6. Invest in a good style guide.
The finer points of grammar are difficult for most of us to keep track of. What’s worse, some people disagree about how you should handle these edge cases and may give you conflicting advice.
This is where a style guide can help. When you come across a grammar or style question and can’t remember what you should do, turn to your style guide and let it decide for you.
7. Re-read your work, preferably aloud.
Re-reading your work is an easy step to skip, but you might be surprised how frequently you unknowingly repeat a point. Reading aloud also helps slow you down enough to spot typos that might otherwise slip through.
Furthermore, nothing will help you spot awkward phrasing like a vocal read-through. You’ll find yourself making a lot of those small, word-level corrections that smooth out the rough edges and leave your piece looking extra fine.
Bonus proofreading tip: Get a second pair of eyes on your content.
Finally, remember that proofreading mistakes happen. It’s not because you’re sloppy, ignorant, or careless—it’s because we’re psychologically incapable of seeing many of our own typos.
Writing is a complex, high-level brain function. When you’re in the zone and the words start coming naturally to you, you’re far too focused on the creative process to zoom in on the details. And when your writing is hot off the mental press, your mind is still too close to the words you wrote to see them clearly. When it comes to reading, our brains are designed for speed. We don’t read every word, even when the content is familiar. And when it’s our own, it’s even harder not to see what we expect to see.
By contrast, to proofread effectively, you almost need to break apart the entire reading process to force yourself to examine each word carefully. I’ve even talked to proofreaders who will read paragraphs backward to help their brains slow down and prevent the natural reading process from taking over.

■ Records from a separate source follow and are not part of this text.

PR #142, opened 2022-08-15
Feature/knife edge directions

syhaffert:
The Knife Edge coronagraph for multiple directions. A test has been added to check all directions and knife edge offsets.


syhaffert:
This branch is failing on the windows pickle bug. I will need to rebase this PR.

tests/test_coronagraphy.py
```diff
@@ -175,3 +175,33 @@ def test_lyot_coronagraph():
 	# Checks performance of the coronagraph and if the focal length does not introduce artifacts
 	assert (wf_foc.power.max() / norm) < 5e-3
 	np.testing.assert_allclose(wf_foc.power, wf_foc2.power)
+
+
+def test_knife_edge_coronagraph():
```
ehpor, line 180: This test passes, even when the `direction` parameter is completely ignored by the `KnifeEdgeLyotCoronagraph` class. We probably want to test that the E-field is the same but inverted for opposite-oriented knife edges.

tests/test_coronagraphy.py
```diff
@@ -175,3 +175,33 @@ def test_lyot_coronagraph():
...
+	prop = FraunhoferPropagator(grid, focal_grid)
+	lyot_stop = circular_aperture(0.95)(grid)
+
+	wf = Wavefront(aperture)
+	wf.total_power = 1.0
+	norm = prop(wf).power.max()
+
+	directions = ['+x', '-x', '+y', '-y']
+	for direction in directions:
+		knife_left = KnifeEdgeLyotCoronagraph(grid, direction=direction, apodizer=None, lyot_stop=lyot_stop)
```
ehpor, line 195: `knife_left`? Why the "left"?

tests/test_coronagraphy.py
```diff
@@ -175,3 +175,33 @@ def test_lyot_coronagraph():
...
+		wf_cor = prop(knife_left(wf))
+
+		assert (wf_cor.power.max() / norm) < 0.25
+
+	directions = ['+x', '-x', '+y', '-y']
+	knife_edge_shifts = [-1.0 * grid.x, 1.0 * grid.x, -1.0 * grid.y, 1.0 * grid.y]
+	for shift, direction in zip(knife_edge_shifts, directions):
+		pre_apodizer = np.exp(1j * 2 * np.pi * shift)
+		knife_left = KnifeEdgeLyotCoronagraph(grid, direction=direction, apodizer=pre_apodizer, lyot_stop=lyot_stop * np.conj(pre_apodizer))
```
ehpor, line 204: Same here. `knife_left`? Why the "left"?

tests/test_coronagraphy.py
```diff
@@ -175,3 +175,33 @@ def test_lyot_coronagraph():
...
+	aperture = circular_aperture(1)(grid)
+
+	focal_grid = make_focal_grid(q=5, num_airy=3)
+
+	prop = FraunhoferPropagator(grid, focal_grid)
+	lyot_stop = circular_aperture(0.95)(grid)
+
+	wf = Wavefront(aperture)
+	wf.total_power = 1.0
+	norm = prop(wf).power.max()
```
ehpor, line 191: Very minor: this should probably contain the Lyot stop as well. Totally unimportant for this test, but if you're making changes anyway, let's do this one as well.

ehpor (changes requested):
Some refinement of the test, but the rest looks good.

tests/test_coronagraphy.py
syhaffert: You want to normalize the PSF with respect to the Lyot Stop PSF?

ehpor: Of course, since that's what the planet looks like. And it's a coronagraphic image, not a PSF.

tests/test_coronagraphy.py
syhaffert: Added a test for both left/right and up/down symmetry.

tests/test_coronagraphy.py
syhaffert: This was a remnant of older code. I changed it now.

tests/test_coronagraphy.py
syhaffert: This was a remnant of older code. I changed it now.

tests/test_coronagraphy.py
syhaffert: Done

ehpor (approved):
LGTM.

PR #143, opened 2022-08-15
Fiber shift

syhaffert:
Added a keyword to the StepIndexFiber so that it can be placed at other positions than the origin.

### DIFF
--- a/hcipy/optics/fiber.py
+++ b/hcipy/optics/fiber.py
@@ -19,19 +19,19 @@ class StepIndexFiber(AgnosticOpticalElement):
 	fiber_length : scalar
 		The length of the optical fiber.
 	'''
-	def __init__(self, core_radius, NA, fiber_length, center=None):
+	def __init__(self, core_radius, NA, fiber_length, position=None):
 		self._core_radius = core_radius
 		self._NA = NA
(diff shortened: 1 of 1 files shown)


hcipy/optics/fiber.py
```diff
@@ -64,6 +66,17 @@ def core_radius(self, core_radius):
 		self._core_radius = core_radius
 		self.clear_cache()
 
+	@property
+	def position(self):
```
ehpor, line 70: Why mix `position` and `center`? I'd rather choose one or the other. My preference goes to `position`, but feel free to let me know any reason for the other name.

ehpor (changes requested):

hcipy/optics/fiber.py
syhaffert: I have adjusted the name. There was no particular reason why they were different.

ehpor:
Test failures are due to https://github.com/asdf-format/asdf/issues/1172. I'll restart CI once the fix comes out.

WilliamJamieson:
ASDF 2.11.2 and 2.12.1 have been released with jsonschema pins to resolve the issues.

ehpor (approved):
LGTM.

PR #149, opened 2022-08-18
Change interpolation default for `imshow_field()`

syhaffert:
Matplotlib had a small change in their default plotting behavior. It changed the default interpolation style to anti-aliased by using bilinear interpolation, see https://github.com/matplotlib/matplotlib/issues/17345 . The default keyword for imshow_field was changed to retain the default plotting style of hcipy.

### DIFF
--- a/hcipy/plotting/field.py
+++ b/hcipy/plotting/field.py
@@ -4,7 +4,7 @@ import numpy as np
 from ..field import Field
 
 def imshow_field(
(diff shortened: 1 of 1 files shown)


ehpor:
Indeed, this was changed in Matplotlib 3.2.0. See https://matplotlib.org/3.5.3/api/prev_api_changes/api_changes_3.2.0.html?highlight=image%20interpolation#default-image-interpolation

ehpor (approved):
Indeed, this behaviour is now the same as the docstring.

PR #150, opened 2022-08-18
Fix usage of deprecated function in tests.

ehpor:
Seems like I missed two instances in #141 due to post-merging #142.

Also fixes the deprecation warning message itself which didn't display the correct new function name due to mutable Python variables.

Also fixes two flake8 errors and modifies reviewdog to not filter out any flake8 errors (so that flake8 errors on lines that aren't modified by a PR are still included in the review).


syhaffert (approved):
If the PR passes all tests its ready for merging.

PR #156, opened 2022-09-06
Return mask on all exit paths.

ehpor:
On early exit of the `make_regular_polygon_aperture()`, a mask was never returned, even in cases where `return_with_mask` was `True`. This leads to an exception when a `make_segmented_aperture()` tries to unpack the result. This PR fixes this bug. The bug originated in #140.


syhaffert (approved):
Looks good to me.

PR #158, opened 2022-10-13
Add segment transmission option to ELT and TMT apertures

ivalaginja:
Minor change to have the same transmission options per segment like in some of the other segmented aperture functions.


ehpor (approved):
LGTM.

PR #161, opened 2022-10-18
added vacuum as glass material

syhaffert:
Created a material 'VACUUM' which has a refractive index of 1 for all wavelengths.


ehpor (approved):
LGTM. Whitespace is still difficult. 😛

PR #309, opened 2026-03-03
Add state space dynamics for time-varying optical aberrations.

ehpor:
This PR introduces classes for modeling time-varying optical aberrations using continuous-time state space dynamics. The implementation includes a `StateSpaceDynamics` class in `hcipy/util/stochastic_dynamics.py` that generates trajectories for stochastic processes of the form dx/dt = Ax + Bw, where A is the transition matrix, B is the noise matrix, and w is white noise. The class uses exact matrix exponential for deterministic evolution and exact noise covariance derived from the continuous Lyapunov equation for the stochastic component.

The PR also includes several helper functions for creating state space models: `ar_to_state_space()` converts discrete-time AR coefficients to continuous-time state space, `make_continuous_time_companion_matrix()` creates companion form matrices from poles, and `make_random_state_space` generates stable random transition matrices. A new `DynamicSurfaceAberration` class was added to `hcipy/optics/aberration.py`. This class wraps a `StateSpaceDynamics` object and applies phase modulation to wavefronts based on the current state. It accepts a `refractive_index` parameter (scalar or callable) to convert surface height to phase. The PR also adds a `DampedHarmonicVibration` class which uses composition with `DynamicSurfaceAberration`. This simulates a damped harmonic oscillator, vibrating a certain wavefront mode.

Tests were added to verify the stationary distribution, explicit initial states, backwards evolution blocking, long-term stationarity, AR conversion, and the refractive index parameter.


hcipy/optics/aberration.py
```diff
@@ -178,3 +178,129 @@ def backward(self, wavefront):
         wf = self.fresnel.forward(wavefront)
         wf = self.surface_aberration.backward(wf)
         return self.fresnel.backward(wf)
+
+class DynamicSurfaceAberration(OpticalElement):
```
syhaffert, line 182: Shouldn't this class derive from SurfaceApodizer? That already implements a lot of the necessary code. The only difference is that this class has a dynamic surface_sag.

hcipy/optics/vibration.py
```diff
@@ -88,3 +91,183 @@ def backward(self, wavefront):
 
         wf.electric_field *= np.exp(-1j * (self.mode * self.amplitude / wf.wavelength * np.sin(self.phase)))
         return wf
+
+class DampedHarmonicVibration(OpticalElement):
```
syhaffert: Why make this a separate class? This should derive from the DynamicSurfaceAberration. Now you need to reimplement the interfaces again to expose access to the evolve_until etc..

hcipy/util/stochastic_dynamics.py
```diff
@@ -0,0 +1,319 @@
...
+        """
+        if t < self._t:
+            raise ValueError(f"Backwards evolution not allowed: target time {t} is less than current time {self._t}")
+
+        if t == self._t:
+            return
+
+        dt = t - self._t
+
+        A_disc = expm(self.transition_matrix * dt)
```
syhaffert, line 149: Isn't it better to make a separate property. Then we can cache this calculation because doing eigenvalue decomposition is quite expensive. We can speed it up substantially since people usually only evolve with uniform time steps.

hcipy/optics/aberration.py
ehpor: This was written _WAYYY_ before the apodizer refactor, so back then the interfaces were not compatible. I can refactor this now.

hcipy/optics/vibration.py
ehpor: Agreed. Fixed in 54b95bf07b5a7d83f2e7a0ebab95e45cc192dd35.

hcipy/optics/aberration.py
ehpor: Disagree. The `SurfaceApodizer` class has a `surface_sag` property that allows both getting and setting. The `DynamicSurfaceAberration` does not allow _setting_ of the `surface_sag`, just getting, and therefore is strictly speaking _not_ a `SurfaceApodizer`: it violates the Liskov substitution principle.

Instead I refactored to use composition with an internal `SurfaceApodizer` object, which eliminates most of the duplicated code.

hcipy/util/stochastic_dynamics.py
ehpor: In principle I agree. However, my use case is different. I use very different time steps each iteration. Also for low dimensionality, it doesn't really matter. 

| n    | `evolve_until()` (uncached) | `evolve_until()` (cached) | sag calculation (512x512) |
|------|-------------------------|---------------------|--------------------|
| 2    | 12 µs                   | 1.8 µs              | 122 µs  |
| 4    | 14 µs                   | 1.8 µs              | 187 µs             |
| 8    | 20 µs                   | 1.9 µs              | 267 µs             |
| 16   | 33 µs                   | 1.9 µs              | 427 µs             |
| 32   | 67 µs                   | 2.1 µs              | 747 µs             |
| 64   | 240 µs                  | 2.8 µs              | 1.39 ms            |
| 128  | 843 µs                  | 5.3 µs              | 2.67 ms            |
| 256  | 4.75 ms                 | 11.7 µs             | 5.15 ms            |
| 512  | 25.9 ms                 | 24.5 µs             | 10.2 ms            |
| 1024 | 158 ms                  | 164 µs              | 20.3 ms            |
| 2048 | 1220 ms                 | 1.11 ms             | 40.5 ms            |
| 4096 | 11.9 s                  | 4.56 ms             | 81 ms              |

I'd say that for `n=256 it starts to matter, before I don't really care.

Finally, caching is difficult to set up correctly:
* raw float `dt` is almost never completely the same.
* rounded floats don't suffer from that, but you need to find a rounding level that does not smush together neighboring `dt`s, and that level depends on the bit depth
* caching wouldn't work well with Jax, I don't think.

I could speed things up using a Schur decomposition instead of eigenvalue decomposition, which numerically is better too, but that's for-loop heavy code and I also don't know how Jax will respond to that. I can also work in the eigenbasis of the transition matrix. Let me work on that a little bit.

PR #324, opened 2026-06-08
Remove deprecated functions, classes, properties and parameters.

ehpor:
All of these were deprecated over three years ago.

* Aperture generation functions without `make_` prefix.
* The `SingleModeFiber` class (replaced with `SingleModeFiberInjection`).
* The `make_agnostic_optical_element()` function (replaced with the `AgnosticOpticalElement` class).
* The `set_color_scheme()` function (no replacement; leftover from convenience code from when I created HCIPy).
* The `M` property and parameter on the `SVD` class (replaced with `matrix`).


syhaffert (approved):
Looks good to me. I agree that it's time to remove some of the deprecated functions.

PR #329, opened 2026-06-09
Do not ignore overwrite parameter in `write_fits()`.

ehpor:
The `overwrite` was hardcoded as `True` and the function parameter was completely ignored.


raphaelpclt (approved):
Ok!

Of course, if you work far enough ahead so that you forget your own writing, you will be able to go back and proofread it yourself. We’ve probably all had situations where we return to a piece of writing we did weeks earlier and suddenly spot typos that we’d missed even after several revisions. But since most of us don’t write that far in advance, it’s wise to bring in a trusted friend or colleague. Ask them to give your writing a careful read-though (not a quick skim!) before you publish.
And if typos do slip through? It’s not the end of the world. The beautify of digital content is that most of it can be updated in seconds.